Segment Open

PR #4166, opened 2022-07-26
Apply RocksDB LZ4 compression and compare post-sync metrics

ahamlat:
Apply RocksDB LZ4 compression and compare the performance/resource metrics after sync.

### DIFF
--- a/plugins/rocksdb/src/main/java/org/hyperledger/besu/plugin/services/storage/rocksdb/segmented/RocksDBColumnarKeyValueStorage.java
+++ b/plugins/rocksdb/src/main/java/org/hyperledger/besu/plugin/services/storage/rocksdb/segmented/RocksDBColumnarKeyValueStorage.java
@@ -47,6 +47,7 @@ import org.rocksdb.BlockBasedTableConfig;
 import org.rocksdb.ColumnFamilyDescriptor;
 import org.rocksdb.ColumnFamilyHandle;
 import org.rocksdb.ColumnFamilyOptions;
+import org.rocksdb.CompressionType;
 import org.rocksdb.DBOptions;
 import org.rocksdb.Env;
 import org.rocksdb.LRUCache;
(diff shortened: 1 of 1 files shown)


ahamlat:
The two Besu nodes below are launched on AWS t3.xlarge VM, and both use Checkpoint sync.

In all the screenshots below, **_dev-besu-ohio-mainnet-ameziane-checkpoint-sync-RocksDB-lz4-2_** represents a Besu node with RocksDB Snappy compression (default), and **_dev-besu-ohio-mainnet-ameziane-checkpoint-sync-RocksDB-lz4-4_** represents a Besu node with RocksDB LZ4 compression

### Sync time
With Snappy compression (default)

- World state download : 8 hours and 41 minutes
- Blocks import : 1 day 2 hours and 12 minutes

With LZ4 compression

- World state download : 8 hours 46 minutes
- Blocks import : 1 day and 3 minutes

Besu node with RocksDB LZ4 compression has a better sync time.
image

### Block processing time (post-sync)
Post sync block time processing is quite similar, with a slightly better time for LZ4 Besu node. The median value is around 2 seconds.

**Median value**
image

**99th percentile**
image

### Disk usage
Disk usage looks similar, currently Besu node with LZ4 compression occupies 383 GiB while Besu node with Snappy compression uses 380 GiB, and two hours before LZ4 node was consuming 382 Gib and Snappy node 385 GiB. This is due to the compaction mechanism (merge Ln-1 with Ln, and remove duplicate keys) which is periodic.

image


### Memory consumption
12 hours after sync, Besu LZ4 node consumes less Resident and Virtual memory than the Snappy one.

image

### CPU utilization
Besu LZ4 node was consuming less CPU than Snappy node during sync, about one core less or 25% less, and CPU utilization after sync is very similar. 

image

### Disk IO
Disk activity is very close between the two nodes, we notice a throughput of around 250 iops average reads and 170 iops average writes, with peaks around 1000 iops reads and 340 iops writes during sync. The bandwidth is also very close, around 25 MB/s reads and 42 MB/s writes on average. 

**Snappy node**
image

**LZ4 node**
image

### Summary
12 hours after sync, LZ4 presents a lower overhead on Besu in terms of CPU utilization and memory footprint. This allows Besu to sync Faster with LZ4 compression. Block processing time is also slightly better with LZ4 than Snappy, thus I recommend enabling LZ4 compression on RocksDB when available on the OS.

fab-10 (approved):

PR #4170, opened 2022-07-26
Fixed desired gas limit setting in the reference tests service

### LINKED ISSUE #4167: Reference tests loopMul failure
### Description
I've re-implemented retesteth tests executor for our usecase and the only test failing is `vmPerformance/loopMul`, same as on retesteth's website

I did the analysis of why it happens using debugger and I found the following:
1. Gas limit is [set](https://github.com/ethereum/tests/blob/develop/GeneralStateTests/VMTests/vmPerformance/loopMul.json#L22) to `Long.MAX_VALUE` in the genesis file
2. Transaction's expected gasLimit is [set](https://github.com/ethereum/tests/blob/develop/GeneralStateTests/VMTests/vmPerformance/loopMul.json#L181) to the same value
3. When a new block is mined by `test_mineBlocks` method, gas calculator is trying to get closer to the desired gas limit, which is [hardcoded](https://github.com/hyperledger/besu/blob/main/ethereum/retesteth/src/main/java/org/hyperledger/besu/ethereum/retesteth/methods/TestMineBlocks.java#L67) to 10M
4. Since parent's (genesis file) gas limit is higher than the target gas limit, gas limit for the next block is set as `Long.MAX_VALUE` - `AbstractGasLimitSpecification.DEFAULT_MAX_CONSTANT_ADMUSTMENT_INCREMENT` which is less than transaction's gas limit.
5. Transaction is not included in the block, the mined block doesn't contain the expected transaction

### Steps to Reproduce (Bug)
1. Run retesteth with `besu -t GeneralStateTests -- --all --lowcpu -j1`, as specified [here](http://retesteth.ethdevops.io/). More info on retesteth [here](https://github.com/ethereum/retesteth) 

**Expected behavior:** 
`vmPerformance/loopMul` test should pass

**Actual behavior:**
It [fails](http://retesteth.ethdevops.io/results/log//2022-07-25-1658776833-besu.txt) with 
```
[0;31mError: StateTest::FillTest: TR hash not found in mined block! (Check that tr is properly mined and not oog)[33m (vmPerformance/loopMul, fork: Berlin, TrInfo: d: 0, g: 0, v: 0, TrData: `:label add-10M
```

**Proposed solution:**
Instead of using the hardcoded value of 10M we can
1. Use Long.MAX_VALUE instead so gas limit calculation always would took a step upwards which would make the tests more permissive in terms of gas limit
2. Take gas limit from `blockchain.getChainHeadHeader().getGasLimit()` which would make gas limit constant for a test chain from block to block and equal to the value in genesis file. This option makes more sense to me.

**Frequency:**
This issue is not flacky. It happens all the time

* Software version: 22.4.1
* OS Name & Version: Whatever is in Besu's docker image (hyperledger/besu:develop-openjdk-latest)
* Docker Version: 20.10.17

* Besu setup info - reference tests setup
* System info - 4 Cores (8 hyperthreaded) 2.4 hz Intel i7, 32 GB RAM

Filter94:
## Fixed Issue(s)
FIxes #4167 

## Documentation

## Changelog

### DIFF
--- a/ethereum/retesteth/src/main/java/org/hyperledger/besu/ethereum/retesteth/methods/TestMineBlocks.java
+++ b/ethereum/retesteth/src/main/java/org/hyperledger/besu/ethereum/retesteth/methods/TestMineBlocks.java
@@ -64,7 +64,7 @@ public class TestMineBlocks implements JsonRpcMethod {
     final PoWBlockCreator blockCreator =
         new PoWBlockCreator(
             context.getCoinbase(),
-            () -> Optional.of(10_000_000L),
+            () -> Optional.of(blockchain.getChainHeadHeader().getGasLimit()),
             header -> context.getExtraData(),
             context.getTransactionPool().getPendingTransactions(),
             protocolContext,


shemnon (approved):

shemnon:
DCO must be fixed - https://github.com/hyperledger/besu/runs/7523982974
And main needs to be merged.

Filter94:
@shemnon Thanks for the guidance! All done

Segment Closed

__Task directions__. Taking the entries above, write out exactly each line from the one holding "Apply RocksDB LZ4 compression and compare the" to the one holding "import org.rocksdb.LRUCache;", both included, and stop there.

__Answer box__.
Apply RocksDB LZ4 compression and compare the performance/resource metrics after sync.

### DIFF
--- a/plugins/rocksdb/src/main/java/org/hyperledger/besu/plugin/services/storage/rocksdb/segmented/RocksDBColumnarKeyValueStorage.java
+++ b/plugins/rocksdb/src/main/java/org/hyperledger/besu/plugin/services/storage/rocksdb/segmented/RocksDBColumnarKeyValueStorage.java
@@ -47,6 +47,7 @@ import org.rocksdb.BlockBasedTableConfig;
 import org.rocksdb.ColumnFamilyDescriptor;
 import org.rocksdb.ColumnFamilyHandle;
 import org.rocksdb.ColumnFamilyOptions;
+import org.rocksdb.CompressionType;
 import org.rocksdb.DBOptions;
 import org.rocksdb.Env;
 import org.rocksdb.LRUCache;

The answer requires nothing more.